The model is fitted to the total inferred average body counts of free virus particles (green line), infected CD4+ T cells (orange line) and virus bound to the follicular dendritic cell network of B cell follicles (grey line). a, Demonstrates the dynamics over the first 200 days of treatment. Note that early on during antiretroviral therapy, HIV-1 RNA in plasma declines more rapidly than virus bound to the follicular dendritic cell network of B cell follicles. Circles demonstrate average data from the 3 patients discussed in detail in this study and an additional 9 patients presented elsewhere. Where the average value was indeterminate because of test sensitivity, the data are fitted below the upper limit of the average log₁₀ infectious units. b, Demonstrates the dynamics over a longer period. The model predicts the persistent low-level viral RNA in plasma. The diamond symbol represents data relating to the long-term persistent virus, as measured using quantitative reverse transcription PCR (see Methods). The optimal model fit parameters are presented in Supplementary Table 1.

Figure 1. Time-structured phyloanatomic history of haplotypes in lymph nodes and blood

MCC phylogenetic trees constructed from the complete alignments of the haplotypes from the Gag region of HIV-1 for subjects 1774, 1727 and 1679 with all haplotypes (a, b and c, respectively) and with the haplotypes containing G-to-A hypermutations removed (d, e and f, respectively).
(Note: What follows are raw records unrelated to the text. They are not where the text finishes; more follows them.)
PR #203, opened 2026-06-09
fix csv export platform names

Ishant5436:
Hey! the csv export was exporting raw slugs instead of the proper display names for platforms. I extracted the platform mappings into a central config file and updated the export logic across the dashboard pages to use it. Tests and lint should pass now. let me know if you need anything else!

### DIFF
--- a/web/src/app/[locale]/(dashboard)/dashboard/insights/page.tsx
+++ b/web/src/app/[locale]/(dashboard)/dashboard/insights/page.tsx
@@ -30,6 +30,7 @@ import {
 } from '@/lib/actions/tracking';
 import { getTopics } from '@/lib/actions/topic';
 import type { Topic } from '@/types';
+import { getPlatformDisplayName } from '@/config/platform-labels';
 import { Card, CardContent, CardHeader, CardTitle } from '@/components/ui/card';
 import { Badge } from '@/components/ui/badge';
 import { Button } from '@/components/ui/button';
@@ -1646,7 +1647,7 @@ export default function InsightsPage() {
       created_at: r.createdAt,
       prompt: r.promptText,
       topic: r.topicName ?? '',
-      platform: r.platform,
+      platform: getPlatformDisplayName(r.platform),
       model: r.modelUsed ?? '',
       region: r.region ?? '',
       mention_count: r.mentionCount,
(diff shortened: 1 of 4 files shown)


gkhngyk:
Thanks for picking this up — the direction is exactly right (CSV should show display names, not slugs), the diff is clean, and you correctly avoided the `'use client'` pitfall. There's one correctness gap and one structural suggestion before this is ready, though.

### 1. The new map misses most real platform slugs, so the bug stays for several platforms

The actual `platform` values stored in the data (see the union in [`web/src/types/index.ts`](https://github.com/ansvisor/ansvisor/blob/main/web/src/types/index.ts) and the maps used across the dashboard) include `grok`, `meta-ai`, `google-ai-overviews`, `google-ai-mode`, `google-aio`, `google-aimode`, `copilot-web`, `grok-web`, `perplexity-web`, `gemini-web`, `chatgpt-web`, etc.

`web/src/config/platform-labels.ts` only covers a handful of those and uses `google-ai` as a key, which isn't a real slug. For any unmatched slug, `getPlatformDisplayName` falls through to `|| slug`, so the CSV still exports the raw slug:

| Platform value | Result after this PR |
| --- | --- |
| `chatgpt`, `chatgpt-web`, `perplexity`, `gemini`, `claude`, `copilot` | ✅ display name |
| `grok`, `meta-ai`, `google-ai-overviews`, `google-ai-mode`, `google-aio`, `copilot-web`, `grok-web`, `perplexity-web`, `gemini-web` | ❌ still raw slug |

So Grok, Meta AI, and every Google variant would still export as slugs. CI is green only because nothing exercises the slug→label mapping yet.

### 2. A complete, correct map already exists in the file you're editing

`insights/page.tsx` already has a full `PLATFORM_LABELS` map (around lines 214–230) with all the correct slugs (`grok`, `meta-ai`, `google-ai-overviews`, `google-ai-mode`, …). The one-line fix for the export is just to reuse it:

```ts
platform: PLATFORM_LABELS[r.platform] ?? r.platform,
```

### Suggested path

This same `PLATFORM_LABELS` map is currently duplicated across ~6 dashboard files (`insights`, `insights/[id]`, `prompts/[id]`, `citations`, `competitors`, plus `_charts.tsx`). The most valuable version of this PR would be:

Branch colors represent the most probable (modal) anatomic location of their descendent node inferred through Bayesian reconstruction of the ancestral state, along with the posterior probabilities for the location of their parental nodes.

Figure 2. Cartoon illustration of the drug concentration-dependent spatial model

In the main compartment (i=0; the majority of lymphoid tissue and the blood) drug concentration is high (grey and red). In the sanctuary site (i=1; a small fraction of the lymphoid tissue and localized extracellular fluid) drug concentration is low (pink). There are uninfected cells (X_i), long-lived infected cells (Y_i), and short-lived infected cells (Q_i), as well as virus particles (V_i) that can be bound by few (F_i) or many (G_i) receptors on the follicular dendritic cell network. The dashed lines represent the effect of treatment in blocking infection and production of infectious virus particles. For graphical simplicity, we do not show the emergence of drug resistance, the production of noninfectious virus particles, virus clearance, nor cell death.

Figure 3. Drug-dependent fitness landscape

Effective reproductive numbers for drug-sensitive (R_S, orange line) and partially drug-resistant (R_R, blue line) strains are driven by the effective drug concentration of a single drug in the relevant compartment. Grey lines mark thresholds separating three possible outcomes. When effective drug concentrations are low, the benefit of drug resistance does not overcome the fitness cost of mutations and drug-sensitive strains dominate. This ceases to be true at intermediate effective drug concentrations and drug-resistant strains dominate. At high concentrations, both R_S and R_R fall below one (red line), neither strain can grow and virus replication is halted.

Figure 4. Modelling replication dynamics and treatment effectiveness in the viral reservoir

In the main compartment, antiretroviral therapy is wholly effective against drug-sensitive virus (z₀ = z̃₀ = 1). In the sanctuary site, a, low treatment effectiveness (z₁ = z̃₁ = 0.3) favors drug-sensitive strains. Partially drug-resistant strains will exist, but at levels below those favoring stepwise evolution towards a fully drug-resistant strain. b, Intermediate treatment effectiveness (z₁ = z̃₁ = 0.6), favors partially drug-resistant virus at levels that may suffice for evolution towards a fully drug-resistant strain. c, high treatment effectiveness (z₁ = z̃₁ = 1) favors the decline of all strains and the cessation of virus replication.